Concerning Starwit Technology
Intel’s Vision for Computer Vision Applications
Starwit Technologies was established to develop software solutions for city traffic modernization and optimization. Established by three former Volkswagen engineers, their hypothesis is that cities can address numerous traffic issues if they have access to more precise real-time data. Obtaining greater mobility with the same number of vehicles will also be beneficial. Since optical cameras are the most adaptable and widely used method of observing reality, they are the primary sensor used to gather data. But image processing remains a very challenging computational problem, particularly when there are strict financial and skill requirements to be met.
The vast majority of AI-powered Computer Vision object detection and tracking algorithms used today are designed to operate quickly on GPUs. However, servers and industry PCs with GPUs are posing problems in the domain of smart cities from various angles, such as limited city budgets, energy consumption, or heat dissipation in embedded scenarios.
Their software products will have a significant competitive advantage if they can perform the required image processing on CPU-only Computer Vision systems quickly enough.
Constructing the Fix
The Starwit Awareness Engine, a core Intel product, is optimized for the newest GPU hardware. A proving ground was required to demonstrate that a pure CPU approach Computer Vision is feasible. Thus, they used Intel’s fastest Xeon microprocessor to perform a number of measurement runs on the Intel Developer Cloud. Using Intel Extensions for PyTorch (IPEX) powered by oneAPI and Intel engineers, multiple optimizations were tested for object detection (YOLOv8). For comprehensive measurement results, see deep dive.
The business results were very positive, and Intel hardware and Intel AI Tools will power the first field deployments in Wolfsburg, Germany, and Carmel, Indiana, USA, the two pilot cities.
Run a test to determine the ideal batch size
The number of images that are inferenced that is, object detection runs in a single session is one of the many knobs and levers that can be adjusted to achieve the best performance outcomes. Seven distinct benchmark runs’ results are displayed in the diagram below.
Intel’s Vision for Inclusive Computer Vision
A benchmark run consists of identifying objects on 9000 individual images using YOLOv8, model size nano. The only difference between benchmark runs is the batch size. The number of images used as input for each inference call, or batch size, is displayed next to each result. Findings indicate that, when all other factors are held constant, a batch size of 8 produces the best results, allowing for approximately 120 fps on 12 cores (or threads) of an Intel Xeon Platinum 8480+ CPU when using AMX through IPEX.
Twelve cores can therefore process inferencing for eight cameras quickly enough, since product trials found that an inferencing speed of fifteen frames per second was adequate for traffic analysis. These outcomes, along with other benchmark runs, are highly promising for AI-powered computer vision using Intel Xeon CPUs.
Real-time data helps solve traffic problems and improve vehicle mobility.

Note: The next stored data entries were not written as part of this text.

PR #1028, opened 2019-05-02
Ensure that the test state transitions to complete before the test is considered complete.

poletti-marco:
In some environments the state change events and the "test complete" event are sent over a stream that does not guarantee ordering (e.g. as independent HTTP requests when using package:sse).
Without this change, such tests will fail intermittently, when the "test complete" event happens to be delivered before the state change event.

### DIFF
--- a/pkgs/test_api/lib/src/backend/live_test_controller.dart
+++ b/pkgs/test_api/lib/src/backend/live_test_controller.dart
@@ -35,11 +35,11 @@ class _LiveTest extends LiveTest {
 
   Stream<Message> get onMessage => _controller._onMessageController.stream;
 
-  Future get onComplete => _controller.completer.future;
+  Future<void> get onComplete => _controller.onComplete;
 
-  Future run() => _controller._run();
+  Future<void> run() => _controller._run();
 
-  Future close() => _controller._close();
+  Future<void> close() => _controller._close();
 
   _LiveTest(this._controller);
 }
@@ -101,13 +101,15 @@ class LiveTestController {
   final _onMessageController = StreamController<Message>.broadcast(sync: true);
 
   /// The completer for [LiveTest.onComplete];
-  final completer = Completer();
+  final completer = Completer<void>();
 
   /// Whether [run] has been called.
   var _runCalled = false;
 
   /// Whether [close] has been called.
   bool get _isClosed => _onErrorController.isClosed;
+
+  final _stateChangedToComplete = Completer<void>();
 
   /// Creates a new controller for a [LiveTest].
   ///
@@ -158,6 +160,11 @@ class LiveTestController {
 
     _state = newState;
     _onStateChangeController.add(newState);
+
+    if (newState.status == Status.complete &&
+        !_stateChangedToComplete.isCompleted) {
+      _stateChangedToComplete.complete();
+    }
   }
 
   /// Emits message over [LiveTest.onMessage].
@@ -173,7 +180,7 @@ class LiveTestController {
 
   /// A wrapper for [_onRun] that ensures that it follows the guarantees for
   /// [LiveTest.run].
-  Future _run() {
+  Future<void> _run() {
     if (_runCalled) {
       throw StateError("LiveTest.run() may not be called more than once.");
     } else if (_isClosed) {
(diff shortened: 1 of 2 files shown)


pkgs/test_api/lib/src/backend/live_test_controller.dart
```diff
@@ -186,9 +193,15 @@ class LiveTestController {
     return liveTest.onComplete;
   }
 
+  /// Returns a future that completes when the test is complete.
+  ///
+  /// We also wait for the state to transition to Status.complete.
+  Future get onComplete =>
```
jakemac53: nit: `Future<void>` (I realize the rest of the file doesn't use this style, but `Future<void>` didn't exist when it was written)

jakemac53:
It looks like the travis failure is just due to needing a `dartfmt`

pkgs/test_api/lib/src/backend/live_test_controller.dart
poletti-marco: Now added `<void>` in a bunch of places.

poletti-marco:
The tests on Travis CI seem to be failing: https://travis-ci.org/dart-lang/test/builds/527418451
The issues don't seem related to my change (or are they?).
How can I reproduce locally?

I tried setting Travis-like env vars and running "./tool/travis.sh command_0" but I get compiler crashes.
Maybe it's because I've done the internal Dart setup instead of the open source one?

grouma:
The failures are almost certainly related to your change.

It's difficult to emulate the Travis environment entirely. That being said you can easily run the tests locally through `pub run test`.

You can also dig into the travis runs to see the specific changes and just run a single one, e.g. `pub run test test/runner/signal_test.dart`.

I ran a couple of the problematic tests locally and I'm getting the same failures. It looks like the tests are not completing so we must be overlooking some edge case.

poletti-marco:
I think I've found the issue now.
However I get linter errors in Travis CI unrelated with my change.
I also tried to fix those in this PR, but they are still reported.
Could you please advise what to do?

poletti-marco:
Actually it turns out that fixing them in this commit works.

pkgs/test/lib/src/runner/node/socket_channel.dart
```diff
@@ -3,7 +3,7 @@
 // BSD-style license that can be found in the LICENSE file.
 
 @JS()
-library _;
+library library_name;
```
grouma: Why is this change necessary?

pkgs/test_api/lib/src/backend/live_test_controller.dart
```diff
@@ -186,9 +193,15 @@ class LiveTestController {
     return liveTest.onComplete;
   }
 
+  /// Returns a future that completes when the test is complete.
+  ///
+  /// We also wait for the state to transition to Status.complete.
+  Future<void> get onComplete =>
```
grouma: These changes should be outlined in the `CHANGELOG` and we should bump the `pubspec` version.

pkgs/test_api/lib/src/frontend/expect.dart
```diff
@@ -138,8 +138,9 @@ Future _expect(actual, matcher,
 
   var matchState = {};
   try {
-    if ((matcher as Matcher).matches(actual, matchState))
+    if ((matcher as Matcher).matches(actual, matchState)) {
```
grouma: Did we add a lint for this recently? Not opposed to the clean up but it makes the PR hard to follow. Feel free to open an issue and I'll just fix all packages in a single go. I'd drop these type of changes from this PR.

poletti-marco: It's true that it's unrelated.
Reverted these changes from here, and filed http://go/gh/dart-lang/test/issues/1032.
Once that is fixed I'll merge and make sure that Travis succeeds on this PR.

grouma: I see. I didn't realize we now make use of `package:pedantic` for lints. Changes to that package will break us. Fix is here: https://github.com/dart-lang/test/pull/1033

Sorry about that.

pkgs/test/lib/src/runner/node/socket_channel.dart
poletti-marco: To make a lint check happy. Now reverted together with the rest.

pkgs/test_api/lib/src/frontend/expect.dart
poletti-marco: The fix is in (thanks!), merged now.

pkgs/test_api/lib/src/backend/live_test_controller.dart
poletti-marco: Done.

poletti-marco:
Travis passed, this is ready to merge.

PR #1034, opened 2019-05-15
expectAsync0 fails within callbacks with non-zero count

joshprzybyszewski-wf:
Suddenly, we started seeing unexplained test failures. I'm not sure what exactly is the problem, but I got around it with using a completer to check that my callback function is only called once. Any ideas?


grouma:
Closing this in favor of https://github.com/dart-lang/test/issues/1035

Optical cameras are the main data collection tool due to their flexibility, but image processing is computationally intensive, especially within budget.
By demonstrating the viability of a pure CPU approach, Starwit Technologies is well on its way to revolutionizing smart city applications, addressing the widespread reliance on GPU-optimized AI algorithms for object detection. The company worked with Intel to perform careful measurement runs on the Intel Developer Cloud using the company’s newest Xeon microprocessor and Intel software tools enabled by oneAPI. Starwit Technologies used Intel Extensions for PyTorch and YOLOv8 with multiple optimizations to measure object detection with the help of Intel engineers.
Intel’s Vision for Computer Vision
Encourageing results show how promising the business outlook is. Benchmark runs demonstrating peak performance supported the choice of Intel Xeon CPUs; the most effective batch size was 8, yielding about 120 frames per second on an Intel Xeon Platinum 8480+ CPU with 12 cores.
These findings have important practical ramifications because traffic analysis can be conducted at the 15 frames per second inferencing speed. This indicates that inferencing for eight cameras at once can be effectively handled by 12 cores. The experience of Starwit Technologies highlights the revolutionary potential of Intel’s most recent Xeon CPUs in opening up AI-based computer vision to a wider audience and opening the door for developments in smart city solutions.